- Born: Thomas Richard Huening January 5, 1942 (age 83) Chicago, Illinois, USA
- Occupation(s): author, politician, businessman

= Tom Huening =

Thomas Richard Huening (born January 5, 1942) is an American author, politician, and businessman from San Mateo County, California, in the San Francisco Bay Area. In his public service role he authored the California's anti-gerrymandering Proposition 119 in June 1990 ballot, co-founded the Garfield Charter School, authored the San Mateo County ballot Measure K extending BART to the San Francisco Airport, and Measure A the Countywide Transportation Expenditure Plan. His latest book, Thomas Jefferson's Bible, Religious Freedom in America (published February, 2024, Spiritual Choices Publishing - KDP) revisits Jefferson's cut and paste personal Bible and his call for the separation of church and state required to preserve our inalienable freedoms. Earlier Huening wrote The Quintessential Good Samaritan, The Authorized Biography of John Joseph Kelly, Champion of Social Justice (published February, 2022, Post Hill Press), the personal account of a spiritually progressive Christian focused on restorative justice. His first book "Spiritual Choices, Putting the HERE in Hereafter" is non-fiction prose dealing with the practice of world religions and the importance of daily action as well as belief.

== Family ==

Huening was born in Chicago, Illinois, the second of twelve children of Clarence Edward Huening and Hermina Ann Huening (née Huberts). With his first wife Kathleen Bernice Hynes he is the father of four daughters, who live in California and Texas. Huening and his wife Carol live in the San Francisco Bay Area.

== Education ==

- Bachelor of Arts degree in 1965 from DePaul University, Chicago, major in Speech, with a minor in Philosophy.
- Bachelor of Laws, La Salle Extension University, Chicago, 1974 passed the California Bar exam.
- MBA, 1982 Pepperdine University.
- passed California's Certified Public Accountant exam in 2003.

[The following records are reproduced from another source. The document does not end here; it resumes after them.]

PR #4787, opened 2022-02-13
Remove unneeded/confusing can('prec') checks

codesections:
This builds on commits caba0d3 and a7ccfc6 (admittedly not that promptly! @lizmat  made those commits in 2017).  The prior commits moved the `.prec` method to Code to avoid needing to check whether various functions `can('prec')`; this PR removes six such `can('prec')` checks in the `is equiv`, `is tighter` and `is looser` traits.

Three of the six checks were literally unnecessary because they were on a Routine (which is guaranteed to have Code's prec method).  The
other 3 were on variables with a Callable (`&`) type constraint and thus could technically have been necessary in the rare case that someone
passed a non-Code callable.  However, even in that edge case, the check generated a confusing error message that suggested the trait
needed to be given an operator (when, in reality, any Code will do).

To address this edge case, this commit changes the parameter type constraint from Callable to Code, which has the same effect but
avoids the confusing error message.  (The replacement error message is also slightly confusing, but that confusing message is addressed by #4786).

### DIFF
--- a/src/core.c/traits.pm6
+++ b/src/core.c/traits.pm6
@@ -218,26 +218,20 @@ multi sub trait_mod:<is>(Routine:D $r, :prec(%spec)!) {
     0;
 }
 # three other trait_mod sub for equiv/tighter/looser in operators.pm6
-multi sub trait_mod:<is>(Routine:D $r, :&equiv!) {
-    nqp::can(&equiv, 'prec')
-        ?? trait_mod:<is>($r, :prec(&equiv.prec))
-        !! die "Routine given to equiv does not appear to be an operator";
+multi sub trait_mod:<is>(Routine:D $r, Code :$equiv!) {
+    trait_mod:<is>($r, :prec($equiv.prec));
     $r.prec<assoc>:delete;
 }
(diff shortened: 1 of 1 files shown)


MasterDuke17:
Just curious, but do you know of a reason `.prec` shouldn't be moved to `Callable`?

codesections:
> do you know of a reason .prec shouldn't be moved to Callable?

I don't, and I thought about proposing that but didn't for a few reasons: first, Callable is currently [only 7 lines](https://github.com/rakudo/rakudo/blob/master/src/core.c/Callable.pm6) and I figured there might be a reason we've kept it that small.  Second, @lizmat first moved `.prec` to Routine and then to Code, so it looked like some thought had already been put into where it should live.  Finally, ForeignCode does Callable, and I haven't spent any time dealing with ForeignCode (even as a Raku user, much less in Rakudo dev work) – so I really wasn't sure whether there'd be any problem with adding prec methods to ForeignCode.

If you tell me that none of those are problems, then yeah, moving the methods to Callable would probably be cleaner – and I'd be happy to make that change.

MasterDuke17:
Heh, those were all the questions I was hoping you had answers to.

== Early career experience ==

- 1965-1970: jet fighter pilot in the US Navy, serving in Vietnam, and flying the F-8 Crusader, UC-45J Navigator, S-2 Tracker (co-pilot), A-7 Corsair, and A-4 Skyhawk.
- 1970-1987: commercial pilot for TWA, for which he flew as pilot/flight engineer the Convair 880, Boeing 707, and Boeing 727.
- 1970-1976: vice-president, Coldwell Banker Commercial Real Estate in San Jose, Sacramento, and San Francisco, California.

== San Mateo County public service ==

- elected trustee of San Mateo County Community College District in 1981, serving until 1986.
- elected to the San Mateo County Board of Supervisors, serving 1987 through 1998.
- elected in 1998 as the San Mateo County Controller; reelected in 2002, 2006, and 2010; retired mid-term from public service in 2012.

== Other public service ==

- in 1992 Huening was the Republican candidate for US Congress in California's 14th District. As part of his campaign, he organized the Omaha Summit, a post-election gathering of reform-minded freshman Representatives to the US House. Despite losing to Democrat Anna Eshoo, who still holds this seat, he attended the event held in Omaha, Nebraska, on November 30, 1992.
- co-created and served on Board of Directors of Garfield Charter School (California charter school #49).

== Business experience ==
- 1977 to the present: runs Huening Investment Co., a commercial real estate re-development firm in the Bay Area

== Author ==
- Thomas Jefferson's Bible, Religious Freedom in America (published February, 2024, Spiritual Choices Publishing - KDP) revisits Jefferson's cut and paste personal Bible and his call for the separation of church and state required to preserve our inalienable freedoms.
- The Quintessential Good Samaritan, The Authorized Biography of John Joseph Kelly, Champion of Social Justice (publish date February, 2022, Post Hill Press), the personal account of a spiritually progressive Christian.
- Spiritual Choices (published 2006, reissued 2008 as Spiritual Choices: Putting the HERE in Hereafter), a nonfiction work examining what the world's major religions have to offer to the spiritually minded.
- editor of and contributor to "Unicorn: A Contemporary Journal", published by the College of San Mateo.
- regular contributor of political op-ed articles.